17日の火曜日の夜中、San FranciscoのEmbarcadero Center内の映画館でみました。(Landmarkのチェーンだった)
とにかくこれはなんとしても見たくて、もういっこ見たかったのは"Man Up"だったのだがそっちはSFではまだやっていなかったの。
予告で”The Danish Girl”と”Carol”がたて続けに流れておお、だった。 なんか、いいなー。
50年代の初め、母と姉Rose (Fiona Glascott)と一緒に暮らしていたアイルランドから海の向こうのアメリカ - Brooklynに渡ったEilis (Saoirse Ronan) - 小説の訳では「アイリーシュ」だったけど - がミセス・キーホー (Julie Walters)の女子寮みたいなアパートに居を定めデパートの店員として働きつつ、イタリア系のTony (Emory Cohen)と出会って仲良くなって、やがてRoseが突然亡くなってアイルランドに戻ったらそこで旧知のJim (Domhnall Gleeson)とも仲良くなって、Tonyのところに戻るべきか母とJimのところに留まるか、で揺れるの。
原作の小説との違いでいうと、小説は小説ですばらしいし、そこは映画も同様で。
小説がEilisの揺れ動く感情のひだひだを織り目縫い目までちくちく追ってくるのに対して、映画はそこに見事な色(色味が全体にとてもよい)と陰翳を被せて夢のようなシークエンスを作り出している。 クラシックなメロドラマを見ているときに湧いてくるこの感覚なにかしら? がゆっくり、静かに満ちて襲ってくる。

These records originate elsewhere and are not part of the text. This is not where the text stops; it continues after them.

PR #2589, opened 2024-06-13
Generalize userid authentication

harbu:
## Summary

Please provide a summary of the changes and a motivation if applicable.

## Changes

Provide a bullet list of individual changes. Leave this section out if change
set is small and obvious from summary.

## TODO

- [ ] Change 4*`randomUserId` functions to use random length instead of Ethereum-compatible 20 bytes
- [x] Make a separate PR about removing legacy key support, can merge "immediately"
- [x] Move (branded) `type UserID` type from `dht` to `trackerless-network`
- [ ] Grep `address` and `userAddress` and replace with e.g. `userId` in project.
- [x] Test function `randomUserId()` for tests
- [ ] Is the `userAddress` field deprecated in The Graph? Should we use the `userId` field, or both?
- [ ] Could we have a smart `toEthereumAddress` utility so that we wouldn't need `isEthereumAddressByteArray` function?

## Checklist before requesting a review

- [ ] Is this a breaking change? If it is, be clear in summary.
- [ ] Read through code myself one more time.
- [ ] Make sure any and all `TODO` comments left behind are meant to be left in.
- [ ] Has reasonable passing test coverage?
- [ ] Updated changelog if applicable.
- [ ] Updated documentation if applicable.

PR #2763, opened 2024-09-25
refactor: `UserID` annotation

teogeb:
Added new helper type `UserID`, which is currently just an alias to `EthereumAddress`. Replaced the `EthereumAddress`  type with this new type in all places where the address is a user id. 

Also unified some variable/parameter names.

This is a preparation PR for https://github.com/streamr-dev/network/pull/2589, in which the `UserID` type will be changed to `UInt8Array`.

## Other changes

Changed argument type of `StreamrClient#addEncryptionKey` from `EthereumAddress` to `string` as the method is part of our public API.


packages/sdk/src/subscribe/ordering/OrderMessages.ts
```diff
@@ -55,7 +56,7 @@ const createMessageChain = (
  */
 export class OrderMessages {
 
-    private readonly chains: Mapping<[EthereumAddress, string], OrderedMessageChain>
+    private readonly chains: Mapping<[UserID, string], OrderedMessageChain>
```
harbu, line 58: This will be problematic if we go directly to
`type UserID = Uint8Array`

packages/sdk/src/utils/persistence/BrowserPersistence.ts
```diff
@@ -6,7 +6,7 @@ export default class BrowserPersistence implements PersistenceContext {
     private readonly db: IDBPDatabase
 
     static async createInstance(opts: PersistenceContextOptions): Promise<BrowserPersistence> {
-        const db = await openDB(`streamr-sdk::${opts.clientId}`, 1, {
+        const db = await openDB(`streamr-sdk::${opts.ownerId}`, 1, {
```
harbu, line 9: Here we will have to remember to convert to hex?

packages/sdk/src/utils/persistence/ServerPersistence.ts
```diff
@@ -37,13 +37,13 @@ export default class ServerPersistence implements PersistenceContext {
...
         loggerFactory,
-        clientId,
+        ownerId,
         migrationsPath,
         onInit
     }: ServerPersistenceOptions) {
         this.logger = loggerFactory.createLogger(module)
         const paths = envPaths('streamr-sdk')
-        this.dbFilePath = resolve(paths.data, join('./', clientId, `GroupKeys.db`))
+        this.dbFilePath = resolve(paths.data, join('./', ownerId, `GroupKeys.db`))
```
harbu, line 46: Same here, we will have to remember to convert to hex?

harbu (approved):
LGTM;

Few thoughts:
- Should type `UserID` be in utils package instead of trackerless-network? 
- When we eventually make the type `UserID` point to `Uint8Array` we have to be careful to make sure we go thru the places where the type has been used and ensure that it is not dependent on the type being primitive (e.g key of `Map`).

PR #2765, opened 2024-09-26
build: Use `allowJs: false` in `tsconfig.json` 

teogeb:
Do not allow TypeScript to process JavaScript files. We don't typically have JS files in our `src` folders: the only exception is `exports-common.js` in `sdk`.

Changing this setting resolves a VS Code issue. The "problems" section in VS Code is usually full of errors like this:
```
Cannot write file ' ... /network/packages/sdk/dist/types/src/Authentication.d.ts' because it would overwrite input file.ts
```

There may be other ways to solve this issue.


teogeb:
Another approach fixes this issue: https://github.com/streamr-dev/network/pull/2766

PR #2770, opened 2024-09-30
refactor(sdk): Use `signer.getAddress()` in `Authentication`

teogeb:
Simplify `Authentication#getAddress()` by using a method from the `Signer` interface.

This is a cherry-pick from @harbu's https://github.com/streamr-dev/network/pull/2589.

### DIFF
--- a/packages/sdk/src/Authentication.ts
+++ b/packages/sdk/src/Authentication.ts
@@ -41,15 +41,7 @@ export const createAuthentication = (config: Pick<StrictStreamrClientConfig, 'au
         const signer = provider.getSigner()
         return {
             getAddress: pMemoize(async () => {
-                try {
-                    if (!('request' in ethereum && typeof ethereum.request === 'function')) {
-                        throw new Error(`invalid ethereum provider ${ethereum}`)
-                    }
-                    const accounts = await ethereum.request({ method: 'eth_requestAccounts' })
-                    return toEthereumAddress(accounts[0])
-                } catch {
-                    throw new Error('no addresses connected and selected in the custom authentication provider')
-                }
+                return toEthereumAddress(await (await signer).getAddress())
             }),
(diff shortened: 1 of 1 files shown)


harbu (approved):

harbu:
We might want to manually test this in browser before releasing

teogeb:
Tested in Chrome and in Firefox. Works fine in a typical case, where use unlocks Metamask when prompted to do so. If there is a pending unlock (i.e. user has been requested to unlock Metamask earlier, maybe on another page, but he closed the Metamask popup instead of doing the unlock), the promise rejects with this error:

```
Error: could not coalesce error (error={ "code": -32002, "payload": { "method": "eth_requestAccounts", "params": [  ] } }, payload={ "method": "eth_requestAccounts", "params": [  ] }, code=UNKNOWN_ERROR, version=6.13.1)
    at a (errors.js:129:21)
    at s.getRpcError (provider-jsonrpc.js:730:31)
    at s.getRpcError (provider-browser.js:70:22)
    at s.getSigner (provider-browser.js:98:28)
```    

Metamask logs this warning:
```
inpage.js:1 MetaMask - RPC Error: Already processing eth_requestAccounts. Please wait. 
```

The same error message was shown also with the earlier implementation, and therefore there is no regression. A front-end application can easily catch the error in instruct the user to open Metamask.

```
npm run build-browser-production
```

```html
<!DOCTYPE html>
<html lang="en">
<head>
    <meta charset="utf-8">
    <head>
        <script src="dist/streamr-sdk.web.min.js"></script>
        <script>
            const main = async () => {
                const client = new StreamrClient({
                    auth: {
                        ethereum: window.ethereum
                    }
                })
                try {
                    const address = await client.getAddress()
                    console.log(address)
                } catch (e) {
                    console.log(e)
                }
            }
            main()
        </script>
    </head>
</html>
<body>
</body>
```

PR #2774, opened 2024-10-01
feat(sdk): User id as `HexString`

teogeb:
## Summary

User id items are stored as arbitrary length `string` instead of `EthereumAddress`. 

Renamed `getAddess()` in `StreamrClient` to `getUserId()`. **This is a breaking change.**

This is a preparation PR for https://github.com/streamr-dev/network/pull/2780. This PR doesn't doesn't contain any changes to contract / The Graph interaction and therefore any user ids which are not exactly 20 bytes long don't work yet.  (We should merge this PR to `main` just before that PR, or implement the contract interactions in a PR which has this PR as a base branch.)

## Changes

The `UserID` helper type if now a a separate `BrandedString`. Additionally there is a new helper type `UserIDRaw`, and helper functions `toUserId` and `toUserIdRaw`. There is also the `HexString` helper type which is an alias to `string`.

In the API all user id inputs and outputs are `HexString` values. This is not a breaking change as earlier the inputs and outputs were either `string` or `EthereumAddress` values. (The `EthereumAddress` is a branded string, and it was used only in outputs, i.e. in the API all of these were just `string` values.)

In `Message`:
- field type of `publisherId`

In `StreamrClient`:
- return type of `getUserId()`,
- field type of `UserPermissionQuery#user`
  - it is parameter type in `hasPermission()`
- field type of `UserPermissionAssignment#user`
  - it is parameter/return type in `getPermissions()`, `grantPermissions()`, `revokePermissions()` and `setPermissions()`
- return type of `getStreamPublishers()` and `getStreamSubscribers()`
- parametrer type of `isStreamPublisher()`, `isStreamSubscriber()`
- field type of `SearchStreamsPermissionFilter#user`
  - it is a parameter type in `searchStreams()`
- changed type of `ResendFromOptions#publisherId` and `ResendRangeOptions#publisherId` 
  - these are parameter types in `resend()`
- parameter type of `addEncryptionKey()`

In `Stream`:
- corresponding changes in `hasPermission()`, `getPermissions()`, `grantPermissions()`, `revokePermissions()` and `setPermissions()`

### Internal

In `StreamMessage` the `publisherId` field type is `UserID` (i.e. the branded string) as we don't consider that class to be a part part of the public API. Also the related user id types in `MessageID`/`GroupKeyRequest`/`GroupKeyResponse` are `UserID` strings.

## Future improvements

- Change all `EthereumAddress` outputs to `HexString` outputs (e.g. `getStorageNodes()`) to unify the API 
- Could rename `user` field of `UserPermissionAssignment#user` and `SearchStreamsPermissionFilter#user` to `userId` to unify the API (we have typically the ID suffix in these, e.g. `streamId` and `publisherId`)
- Could refactor some test so that we use `randomUserId` instead of `fastWallet` / `ether`'s `Wallet`


packages/utils/src/UserID.ts
```diff
@@ -1,3 +1,28 @@
...
+import { BrandedString } from './types'
+
+const REGEX = /^0x[a-fA-F0-9]+$/
+
+export type UserID = BrandedString<'UserID'>
+export type UserIDRaw = Uint8Array
+
+export const toUserId = (input: string | UserIDRaw): UserID | never => {
+    if (input instanceof Uint8Array) {
+        return binaryToHex(input, true) as UserID
```
harbu, line 12: Is lower cased result guaranteed?

packages/sdk/src/encryption/PublisherKeyExchange.ts
```diff
@@ -67,10 +75,13 @@ export class PublisherKeyExchange {
         })
         eventEmitter.on('messagePublished', (msg) => {
             if (msg.signatureType === SignatureType.ERC_1271) {
-                const address = msg.getPublisherId()
-                if (!this.erc1271ContractAddresses.has(address)) {
-                    logger.debug('Add ERC-1271 publisher', { address })
-                    this.erc1271ContractAddresses.add(address)
+                const signerUserId = msg.getPublisherId()
```
harbu: This would not be the "recovered" signer but the erc-1271 contract. Maybe the naming here is a bit confusing?

packages/sdk/src/encryption/PublisherKeyExchange.ts
```diff
@@ -67,10 +75,13 @@ export class PublisherKeyExchange {
...
+                if (isEthereumAddressUserId(signerUserId)) {
```
harbu: Maybe worth a warning log if we receive an ERC-2171 signature message but the publisher is not a valid ethereum address?

packages/sdk/src/encryption/LitProtocolFacade.ts
```diff
@@ -59,7 +59,7 @@ const signAuthMessage = async (authentication: Authentication) => {
     const domain = 'dummy.com'
     const uri = 'https://dummy.com'
     const statement = 'dummy'
-    const addressInChecksumCase = ethers.getAddress(await authentication.getAddress())
+    const addressInChecksumCase = ethers.getAddress(toEthereumAddress(toUserId(await authentication.getUserId())))
```
harbu: Isn't `toUserId` unnecessary here?

packages/sdk/src/contracts/searchStreams.ts
```diff
@@ -22,7 +22,6 @@ export interface SearchStreamsOrderBy {
 
 export type SearchStreamsResultItem = {
     id: string
-    userAddress: UserID
```
harbu, line 24: Why removed? Should be replaced with something?

packages/node/jest.config.js
```diff
@@ -2,5 +2,8 @@ const rootConfig = require('../../jest.config')
 module.exports = {
     ...rootConfig,
     globalTeardown: './jest.teardown.js',
+    setupFilesAfterEnv: rootConfig.setupFilesAfterEnv.concat(
```
harbu: Is this here by accident?

packages/sdk/src/contracts/searchStreams.ts
teogeb: It is not needed as we'll eventually just return a collection of `Stream` objects.

Removed also this field from the GraphQL query.

packages/node/jest.config.js
teogeb: No, needed for `toEqualBinary` in `createMessagingPluginTest.test.ts`.

packages/sdk/src/encryption/PublisherKeyExchange.ts
teogeb: This is a message published by this client. We ensure the validity at `MessageFactory:142`.

fonty1:
@teogeb can we keep `uint8Array` at the protocol level and work in hexadecimal at the user/developer interaction level? I'm a little worried about the web interface and command line interactions using `[1,2,3,..]`? Is that a valid concern or am I misreading this update?

teogeb:
> @teogeb can we keep `uint8Array` at the protocol level and work in hexadecimal at the user/developer interaction level? I'm a little worried about the web interface and command line interactions using `[1,2,3,..]`? Is that a valid concern or am I misreading this update?

It is already `UInt8Array` on protocol level (i.e. in `protobuf`), and this PR affects how it is handled in `sdk`. 

Before this PR, user IDs were handled as hex-strings and converted to `EthereumAddress` branded strings. Now, we accept byte arrays as input and convert them to `UserID` branded strings, and then back to byte arrays on output.

Keeping hex-string input/output is still possible. If most users use string-based IDs, it might simplify the API.

teogeb:
I discussed this with @harbu , and we agreed that using a simple string in the public API is the easiest and most understandable approach for JavaScript developers.

We could create a `HexString` helper type as an alias for `string`. Internally, we'd convert `HexString` to a `UserID` branded string to validate user input. When we return the `UserID` branded string, we'd annotate the return type as `HexString`, so users don't have to worry about the internal details.

This likely means the `UserIDRaw` type is no longer necessary.

fonty1:
> I discussed this with @harbu , and we agreed that using a simple string in the public API is the easiest and most understandable approach for JavaScript developers.
> 
> We could create a `HexString` helper type as an alias for `string`. Internally, we'd convert `HexString` to a `UserID` branded string to validate user input. When we return the `UserID` branded string, we'd annotate the return type as `HexString`, so users don't have to worry about the internal details.
> 
> This likely means the `UserIDRaw` type is no longer necessary.

SGTM

CHANGELOG.md
```diff
@@ -14,6 +14,8 @@ Changes before Tatum release are not documented in this file.
 
 #### Changed
 
+- **BREAKING CHANGE:** Rename `getAddress()` to `getUserId()` (https://github.com/streamr-dev/network/pull/2774)
```
```suggestion
- Rename `getAddress()` to `getUserId()` (https://github.com/streamr-dev/network/pull/2774)
```

packages/sdk/src/StreamIDBuilder.ts
```diff
@@ -48,7 +49,7 @@ export class StreamIDBuilder {
     async toStreamID(streamIdOrPath: string): Promise<StreamID> {
         let address: EthereumAddress | undefined
         if (StreamIDUtils.isPathOnlyFormat(streamIdOrPath)) {
-            address = await this.authentication.getAddress()
+            address = toEthereumAddress(await this.authentication.getUserId())
```
harbu, line 52: Are we still going with the idea that interface `Authentication` would have method `getEthereumAddress`? Would it be better to use that here?

packages/sdk/src/StreamrClient.ts
```diff
@@ -462,14 +466,14 @@ export class StreamrClient {
      * Grants permissions on a given stream.
      */
     grantPermissions(streamIdOrPath: string, ...assignments: PermissionAssignment[]): Promise<void> {
-        return this.streamRegistry.grantPermissions(streamIdOrPath, ...assignments)
+        return this.streamRegistry.grantPermissions(streamIdOrPath, ...assignments.map((a) => toInternalPermissionAssignment(a)))
```
harbu: Stylistic choice, you can just pass function directly
```suggestion
        return this.streamRegistry.grantPermissions(streamIdOrPath, ...assignments.map(toInternalPermissionAssignment))
```

packages/sdk/src/encryption/PublisherKeyExchange.ts
```diff
@@ -67,10 +75,13 @@ export class PublisherKeyExchange {
...
         eventEmitter.on('messagePublished', (msg) => {
             if (msg.signatureType === SignatureType.ERC_1271) {
-                const address = msg.getPublisherId()
-                if (!this.erc1271ContractAddresses.has(address)) {
-                    logger.debug('Add ERC-1271 publisher', { address })
-                    this.erc1271ContractAddresses.add(address)
+                const publisherId = msg.getPublisherId()
+                if (isEthereumAddressUserId(publisherId)) {
+                    const address = toEthereumAddress(publisherId)
+                    if (!this.erc1271ContractAddresses.has(address)) {
```
harbu: Could this be problematic from performance viewpoint given that this event is emitted every time a message is published?

packages/sdk/src/StreamIDBuilder.ts
teogeb: I think that it is simpler to have only one method, and convert that to other formats as needed.

If two return types are absolutely needed, then I'd have `getUserId()` and `getUserIdAsEthereumAddress()`. But to me this current approach is more readable. There are only 6 places where this kind of conversion is needed (half of which are using `StreamrClient`, others using `Authentication` directly)

packages/sdk/src/StreamrClient.ts
teogeb: Fixed

packages/sdk/src/encryption/PublisherKeyExchange.ts
teogeb: Simplified the logic to have less conversions in commit 5855736dc.

packages/sdk/src/Authentication.ts
```diff
@@ -40,8 +39,8 @@ export const createAuthentication = (config: Pick<StrictStreamrClientConfig, 'au
         const provider = new BrowserProvider(ethereum)
         const signer = provider.getSigner()
         return {
-            getAddress: pMemoize(async () => {
-                return toEthereumAddress(await (await signer).getAddress())
+            getUserId: pMemoize(async () => {
```
jtakalai, line 42: why not leave the getAddress though? It could return same as getUserId, or `toEthereumAddress` or something, maybe throwing if the user id is NOT an Ethereum address.

packages/sdk/src/StreamIDBuilder.ts
jtakalai: why not leave the old method though? Does "authentication" even mean anything for non-address ids? If you can sign, then your ID is an address, currently.

packages/sdk/src/contracts/ERC1271ContractFacade.ts
```diff
@@ -36,7 +36,7 @@ export class ERC1271ContractFacade {
     }
 
     async isValidSignature(contractAddress: EthereumAddress, payload: Uint8Array, signature: Uint8Array): Promise<boolean> {
-        const recoveredSignerUserId = toEthereumAddress(binaryToHex(recoverSignerUserId(signature, payload), true))
+        const recoveredSignerUserId = toUserId(recoverSignerUserId(signature, payload))
```
jtakalai, line 39: I imagine that according to https://eips.ethereum.org/EIPS/eip-1271 the "recovered id" will be an address, so why change this?

jtakalai (approved):
I'm not going to *demand* changes in this repo, but I don't really see what the point of breaking/removing the old function is, especially in cases where (currently) we only support authentication only with Ethereum keys (that will have a corresponding address). It doesn't feel like too much of a concession to leave the existing getAddress etc. methods that return the ID (if it's an address) or throw (if it's not). This wouldn't require so many changes from users, esp those who expect to be using Ethereum addresses only.

packages/sdk/src/contracts/ERC1271ContractFacade.ts
teogeb: We don't query the recovered address from the contract but from our own `recoverSignerUserId` utility from `@streamr/utils`. It returns  `UserIDRaw`.

The `toUserId` call is used to convert the input from `UserIDRaw` (i.e. `Uint8Array`) to `UserID` (i.e. `string`). The fact that user ids are Ethereum addresses in practice is an implementation detail that this facade doesn't need to care about.

teogeb: Removed the `getAddress()` method so that we don't have two different names for the same thing. 

Typically the method is used like this:
```ts
await stream.grantPermissions({
    permissions: [StreamPermission.PUBLISH],
    userId: await publisher.getUserId()
})
```

-> I.e. when there is a `userId` argument in the API, the user should put something like `client.getUserId()` to it. If the method name would be different, it would not be trivial:
```ts
await stream.grantPermissions({
    permissions: [StreamPermission.PUBLISH],
    userId: await publisher.getAddress()
})
```

teogeb:
> I'm not going to _demand_ changes in this repo, but I don't really see what the point of breaking/removing the old function is, especially in cases where (currently) we only support authentication only with Ethereum keys (that will have a corresponding address). It doesn't feel like too much of a concession to leave the existing getAddress etc. methods that return the ID (if it's an address) or throw (if it's not). This wouldn't require so many changes from users, esp those who expect to be using Ethereum addresses only.

Re-added the `getAddress()` as you suggested. We could maybe remove/deprecate it later if we want to simplify the API (o need to have have two different names for the same thing). But as there are no other authentication methods yet, it makes sense to keep the alias for backwards compatibility.

The `getUserId()` is the preferred method to access user's id so that we'll have this kind of straighforward API:
```ts
await stream.grantPermissions({
    permissions: [StreamPermission.PUBLISH],
    userId: await publisher.getUserId()
})
```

「愛してる」を連発するTonyに「あなたに言わなきゃならないことがあるの」てEilisがいうところは小説のまま。 初デート映画で「雨に唄えば」を見にいくところ(ここはもうちょっと)も、コニーアイランドで水着に着替えるとこ(昔はあんなふうだったのね)も、いちいちじーんときたり熱くなったり。
New YorkもBrooklynもしっている。職場で出会ったアイリッシュのおじさんやイタリアンのおばさんもしっている。 今から60年くらい前のあの辺りの路上で、教会で、ダンスホールで、彼らの父親や母親がひょっとしたらこんなふうに出会ったり恋をしたり別れたりしていたかもしれない、そこにあったに違いないいろんな偶然とか魔法とか躓きとか、その重奏感にうっとりして泣きたくなったり。
大戦後、大西洋を超えたひとりの女性の… なんて目で見なくても見るひとそれぞれがいろんなところでちくちくしてため息ついて空を仰いで、になったりする、そういうスケールをもった映画。
とにかくSaoirse Ronanが本当に本当にすばらしい。彼女にとっても生涯の1本になることでしょう。 薄い青緑の目で、あんなに緑色が似合う女の子、見たことないし。
ラストは小説にはないおまけがちょっと付いていて、あれは脚本のNick Hornbyのファンタジーなんだとおもう。 全面的にゆるす。 泣いちゃうし。ずるいわ。